DATA EXTRACT: Begin

PR #5365, opened 2017-09-27
Benchmarks: use robust estimators and report effect size

### LINKED ISSUE #5361: Improve benchmark statistical analysis
Recording @anandthakker's followup ideas from #5340:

DATA EXTRACT: End

- PROMPT: Word for word, transcribe the complete listing.

- SOLUTION FOR THIS EXERCISE:
PR #5365, opened 2017-09-27
Benchmarks: use robust estimators and report effect size

### LINKED ISSUE #5361: Improve benchmark statistical analysis
Recording @anandthakker's followup ideas from #5340:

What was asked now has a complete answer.